可定制的晶体-非晶整流异质结构阴极，用于持久和超快速的锌储存

开发高容量、快速充电、持久使用的阴极对于水锌离子电池（AZIBs）的发展至关重要。然而，对于大多数已开发的电极来说，同时满足这些相互连接的要求仍然具有挑战性。本报告从物理气相输运法定制高晶材料入手，设计出独特的具有结晶-非晶特性的vse - v2o5核壳复合材料，通过电化学扫描VSSe形成非晶非均质表面。金属VSSe芯的优越导电性直接促进了电子的快速转移。同时，无定形V2O5壳具有明显的亲水性和亲锌性，有利于锌离子的自发吸附。在异质界面处，VSSe与V2O5的相互作用产生了独特的内置电场，增强了从磁芯向外的整流行为。得益于这种晶-非晶核-壳非均相结构，该电极在50 a g-1的超高电流密度下，放电容量达到162 mAh g-1，具有优异的倍率性能。除此之外，它还可以在30 a g-1时提供176 mAh g-1的特定容量，具有17,000次循环寿命和93%的容量保持率。此外，这种定制范例还可以扩展到其他VS0.5Se1.5、VS1.5Se0.5和MnS0.5Se0.5材料。这项工作强调了晶-非晶整流非均质阴极令人印象深刻的存储性能，并强调了定制材料的表面非晶非均质化是开发坚固阴极和先进水锌离子电池的有希望的方向。

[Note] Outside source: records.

PR #59, opened 2016-04-21
Upgrade AjaxHelpers to match edx-platform

andy-armstrong:
## Description

I've updated the AjaxHelpers class to adopt all the changes that have been made in edx-platform. My goal is to be able to then use the UI Toolkit's version in platform, and thus be able to remove the duplicated copy.

The one challenge I had is that ``AjaxHelpers.requests`` had been converted into a wrapper function that simplified its usage. To avoid having to change every caller in platform, I renamed the UI Toolkit version to be ``AjaxHelpers.withFakeRequests``.

## Post-review

## Reviewers

- [x] @bjacobel 
- [ ] @dan-f 

### DIFF
--- a/src/js/utils/spec-helpers/ajax-helpers.js
+++ b/src/js/utils/spec-helpers/ajax-helpers.js
@@ -15,85 +15,165 @@
 define(['sinon', 'underscore', 'URI'], function(sinon, _, URI) {
     'use strict';
 
-    var fakeRequests, expectRequest, expectJsonRequest, expectPostRequest, expectRequestURL,
-        respondWithJson, respondWithError, respondWithTextError, respondWithNoContent;
+    var XHR_READY_STATES, fakeServer, createFakeRequests, withFakeRequests, fakeRequests, currentRequest,
+        expectRequest, expectNoRequests, expectJsonRequest, expectPostRequest, expectRequestURL, skipResetRequest,
+        respond, respondWithJson, respondWithError, respondWithTextError, respondWithNoContent;
 
     /**
-     * Keep track of all requests to a fake server, and call `spec`
-     * with a reference to the server. Allows tests to respond to
-     * individual requests.
+     * An enumeration of valid XHR ready states.
      */
-    fakeRequests = function (spec) {
-        return function () {
-            var requests = [],
-                xhr = sinon.useFakeXMLHttpRequest(),
-                args = Array.prototype.slice.call(arguments);
-            xhr.onCreate = function(request) {
-                requests.push(request);
-            };
-            spec.apply(null, args.concat([requests]));
-            xhr.restore();
+    XHR_READY_STATES = {
+        UNSENT: 0,
+        OPENED: 1,
+        LOADING: 3,
+        DONE: 4
+    };
+
+    /* These utility methods are used by Jasmine tests to create a mock server or
+     * get reference to mock requests. In either case, the cleanup (restore) is done with
+     * an after function.
+     *
+     * This pattern is being used instead of the more common beforeEach/afterEach pattern
+     * because we were seeing sporadic failures in the afterEach restore call. The cause of the
+     * errors were that one test suite was incorrectly being linked as the parent of an unrelated
+     * test suite (causing both suites' afterEach methods to be called). No solution for the root
+     * cause has been found, but initializing sinon and cleaning it up on a method-by-method
+     * basis seems to work. For more details, see STUD-1264.
+     */
+
+    /**
+     * Get a reference to the mocked server, and respond to all requests
+     * with the specified response.
+     *
+     * @param {string} response the fake response.
+     * @returns {*} The current request.
+     */
+    fakeServer = function(response) {
+        var server = sinon.fakeServer.create();
+        afterEach(function() {
+            if (server) {
+                server.restore();
+            }
+        });
+        server.respondWith(response);
+        return server;
+    };
+
+    createFakeRequests = function() {
+        var requests = [],
+            xhr = sinon.useFakeXMLHttpRequest();
+
+        requests.currentIndex = 0;
+        requests.restore = function() {
+            if (xhr && xhr.hasOwnProperty('restore')) {
+                xhr.restore();
+            }
         };
+        xhr.onCreate = function(request) {
+            requests.push(request);
+        };
+
+        return requests;
+    };
+
+    /**
+     * Keep track of all requests to a fake server, and return a reference to the Array.
+     * This allows tests to respond to individual requests.
+     *
+     * @returns {Array} An array tracking the fake requests.
+     */
+    fakeRequests = function() {
+        var requests = createFakeRequests();
+        afterEach(function() {
+            requests.restore();
+        });
+        return requests;
+    };
+
+    /**
+     * Wraps a test function so that it is invoked with an additional parameter
+     * containing an array of fake HTTP requests.
+     *
+     * @param {function} test A function to be invoked with the fake requests.
+     * @returns {function} A wrapped version of the input function.
+     */
+    withFakeRequests = function(test) {
+        return function() {
+            var requests = createFakeRequests(),
+                args = Array.prototype.slice.call(arguments);
+            test.apply(null, args.concat([requests]));
+            requests.restore();
+        };
+    };
+
+    /**
+     * Returns the request that has not yet been responded to. If no such request
+     * is available then the current test will fail.
+     *
+     * @param {object} requests an array of fired sinon requests
+     * @returns {*} The current request.
+     */
+    currentRequest = function(requests) {
+        expect(requests.length).toBeGreaterThan(requests.currentIndex);
+        return requests[requests.currentIndex];
     };
 
     /**
      * Expect that a request was made as expected.
      *
-     * @param requests an array of fired sinon requests
-     * @param method the expected method of the request
-     * @param url the expected url of the request
-     * @param body the expected request body
-     * @param requestIndex the expected index of the request in the
-     *     array (higher indices occur later).  Defaults to
-     *     requests.length - 1.
+     * @param {object} requests an array of fired sinon requests
+     * @param {string} method the expected method of the request
+     * @param {string} url the expected url of the request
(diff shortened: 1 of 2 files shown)


bjacobel:
:thumbsup:

src/js/utils/spec-helpers/ajax-helpers.js
```diff
@@ -1,9 +1,20 @@
 define(['sinon', 'underscore', 'URI'], function(sinon, _, URI) {
     'use strict';
 
-    var fakeRequests, expectRequest, expectJsonRequest, expectPostRequest, expectRequestURL,
+    var XML_HTTP_READY_STATES, fakeServer, createFakeRequests, withFakeRequests, fakeRequests, currentRequest,
```
dan-f: Nit: perhaps rename `XML_HTTP_READY_STATES` to `XHR_READY_STATES` because it's a bit shorter, and it masks XML as "X" :). I think the whole "XML" part of "XHR" can be misleading these days when XHRs are used for all kinds of content-types.

src/js/utils/spec-helpers/ajax-helpers.js
```diff
@@ -1,9 +1,20 @@
...
+        expectRequest, expectNoRequests, expectJsonRequest, expectPostRequest, expectRequestURL, skipResetRequest,
```
dan-f: It seems like theres's some redundancy between these variables and the exported module object at the bottom of the file. You could cut down on this long list of variable definitions and remove the need to keep it in sync with the module object by having two variables, `XHR_READY_STATES`, and `AjaxHelpers`. `AjaxHelpers` could then be the module object which is returned, and these functions could be defined as methods directly on that object.

src/js/utils/spec-helpers/ajax-helpers.js
```diff
@@ -17,204 +28,264 @@ define(['sinon', 'underscore', 'URI'], function(sinon, _, URI) {
...
+
+    /**
+     * Returns the request that has not yet been responded to. If no such request
+     * is available then the current test will fail.
+     *
+     * @param {object} requests an array of fired sinon requests
+     * @returns {*} The current request.
+     */
+    currentRequest = function(requests) {
+        expect(requests.length).toBeGreaterThan(requests.currentIndex);
```
dan-f: This makes the assumption that we're testing with jasmine, or a test framework which implements `expect`. I think we can simply throw an error, which would fail the test as well.

dan-f:
I see that we're using `currentRequest` in a lot of places. I like that it simplifies things, but there are real cases in which code will fire multiple requests concurrently. In those cases it would be useful for these APIs to support a way of specifying which request to operate on. This could be by passing in an optional request object or optional request index.

src/js/utils/spec-helpers/ajax-helpers.js
```diff
@@ -17,204 +28,264 @@ define(['sinon', 'underscore', 'URI'], function(sinon, _, URI) {
...
-        if (_.isUndefined(requestIndex)) {
-            requestIndex = requests.length - 1;
-        }
-        request = requests[requestIndex];
+     * @param {object} requests an array of fired sinon requests
+     * @param {string} method the expected method of the request
+     * @param {string} url the expected url of the request
+     * @param {object} jsonRequest the expected request body as an object
+     */
+    expectJsonRequest = function(requests, method, url, jsonRequest) {
```
dan-f: Nit: I think `bodyObject` or simply `body` might be clearer.

src/js/utils/spec-helpers/ajax-helpers.js
```diff
@@ -17,204 +28,264 @@ define(['sinon', 'underscore', 'URI'], function(sinon, _, URI) {
...
+     * @param {string} url the expected url of the request
+     * @param {string} body the expected body of the request
      */
-    expectPostRequest = function(requests, url, body, requestIndex) {
-        var request;
-        if (_.isUndefined(requestIndex)) {
-            requestIndex = requests.length - 1;
-        }
-        request = requests[requestIndex];
+    expectPostRequest = function(requests, url, body) {
```
dan-f: We should implement this on top of `expectRequest` to avoid duplicated logic:

```javascript
expectPostRequest = function(requests, url, body) {
    return expectRequest(requests, 'POST', url, body);
};
```

src/js/utils/spec-helpers/ajax-helpers.js
```diff
@@ -17,204 +28,264 @@ define(['sinon', 'underscore', 'URI'], function(sinon, _, URI) {
...
-     *     array (higher indices occur later).  Defaults to
-     *     requests.length - 1.
-     */
-    respondWithError = function(requests, statusCode, jsonResponse, requestIndex) {
-        if (_.isUndefined(requestIndex)) {
-            requestIndex = requests.length - 1;
-        }
+     * @param {object} jsonResponse an object to be serialized to the response
+     */
+    respondWithError = function(requests, statusCode, jsonResponse) {
```
dan-f: I like that `statusCode` and `jsonResponse` are optional, but this construct enforces that the consumer must supply `statusCode` if they're going to supply `jsonResponse`. How about moving both into an `options` hash?

dan-f:
I feel like there's a bit of asymmetry between `respondWithJson`, `respondWithError`, `respondWithTextError`, and `respondWithNoContent`.
- `respondWithJson` explicitly calls out that it converts an object to a JSON string in the response while `respondWithError` does this implicitly.
- There's a `respondWithTextError`, but no `respondWithText`.

Furthermore, I wonder if we could consolidate this logic into a single helper method, `respond`:

(This same pattern can be extended to `expect*Request`)

```javascript
var respond = function (requests, status, body) {
    var responseBody;

    if (_.isString(body)) {
        responseBody = body;
    } else if (_.isObject(body)) {
        responseBody = JSON.stringify(body);
    } else if (_.isUndefined(body)){
        responseBody = '';
    } else {
        // maybe throw an error...
    }

    // ...
};

// Respond with JSON:
AjaxHelpers.respond(requests, 200, {foo: 'bar'});

// Respond with text:
AjaxHelpers.respond(requests, 200, 'foo, bar');

// Respond with error, no body:
AjaxHelpers.respondWithError(requests, 500);

// Respond with error, JSON body:
AjaxHelpers.respondWithError(requests, 500, {error_code: 'Server error: something awful happened.'});

// Respond with error, text body:
AjaxHelpers.respondWithError(requests, 500, "We're sorry, but our servers are on fire!");
```

dan-f:
@andy-armstrong thanks for doing this! I finished my first pass on this PR.

I really like the idea of strengthening the UITK's `AjaxHelpers` module! Since this repository codifies our best practices and patterns, I'd like to make sure that these APIs are as flexible and consistent as possible before merging them in.

andy-armstrong:
Thanks for all the great feedback @dan-f. I'm just getting to your comments now. 

I love your suggested simplification of the various fake response functions. It will make it harder to just start using in edx-platform, so I think I might keep the other methods but mark them as deprecated (if that works for you). I don't want to go too long without removing edx-platform's copy of this class, because it will just keep diverging.

andy-armstrong:
Regarding ``currentRequest``, it was actually deliberate to force developers to handle each request in turn. You can see the original platform PR here:

https://github.com/edx/edx-platform/pull/9858

I'd rather not allow folks to pick and choose which request they handle. If you have three requests, you just need to verify and respond to each one in turn. Let me know what you think.

src/js/utils/spec-helpers/ajax-helpers.js
andy-armstrong: Done

src/js/utils/spec-helpers/ajax-helpers.js
andy-armstrong: This file has many calls to ``expect`` already, and it gives a cleaner failure message than throwing an exception. I'm going to leave it as is.

src/js/utils/spec-helpers/ajax-helpers.js
andy-armstrong: This isn't straightforward as the analysis of the body is very different in the two cases. I'm going to leave it as is for now.

andy-armstrong:
@bjacobel @cahrens I've finally got back to this PR. I've merged in the latest changes from edx-platform, and I've addressed Dan's feedback. Please review.

andy-armstrong:
Hmmm, I don't get any of these failures locally... I'm investigating.

andy-armstrong:
@bjacobel @cahrens OK, I accidentally re-enabled some tests that clearly were still failing. I've left those lines unchanged and now I have a green build again.

src/js/utils/spec-helpers/ajax-helpers.js
```diff
@@ -15,208 +15,302 @@
...
+        afterEach(function() {
+            if (server) {
+                server.restore();
+            }
+        });
+        server.respondWith(response);
+        return server;
+    };
+
+    /**
```
cahrens: I think this comment get left behind, or duplicated?

src/js/utils/spec-helpers/ajax-helpers.js
```diff
@@ -15,208 +15,302 @@
...
+        };
+        xhr.onCreate = function(request) {
+            requests.push(request);
+        };
+
+        return requests;
+    };
+
+    /**
+     * Keep track of all requests to a fake server, and return a reference to the Array.
```
cahrens: Here  is the same block of documentation for the third time.

src/js/utils/spec-helpers/ajax-helpers.js
```diff
@@ -15,208 +15,302 @@
...
+        return server;
+    };
+
+    /**
+     * Keep track of all requests to a fake server, and
+     * return a reference to the Array. This allows tests
+     * to respond for individual requests.
+     */
+
+    /**
```
cahrens: Here is the same block of documentation for the second time.

bjacobel:
LGTM.

cahrens:
👍 After you clean up the documentation issue I noticed.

本文章由计算机程序翻译，如有差异，请以英文原文为准。

求助全文

约1分钟内获得全文求助全文

来源期刊

Energy & Environmental Science 化学-工程：化工

CiteScore

50.50

自引率

2.20%

发文量

349

审稿时长

2.2 months

期刊介绍： Energy & Environmental Science, a peer-reviewed scientific journal, publishes original research and review articles covering interdisciplinary topics in the (bio)chemical and (bio)physical sciences, as well as chemical engineering disciplines. Published monthly by the Royal Society of Chemistry (RSC), a not-for-profit publisher, Energy & Environmental Science is recognized as a leading journal. It boasts an impressive impact factor of 8.500 as of 2009, ranking 8th among 140 journals in the category "Chemistry, Multidisciplinary," second among 71 journals in "Energy & Fuels," second among 128 journals in "Engineering, Chemical," and first among 181 scientific journals in "Environmental Sciences." Energy & Environmental Science publishes various types of articles, including Research Papers (original scientific work), Review Articles, Perspectives, and Minireviews (feature review-type articles of broad interest), Communications (original scientific work of an urgent nature), Opinions (personal, often speculative viewpoints or hypotheses on current topics), and Analysis Articles (in-depth examination of energy-related issues).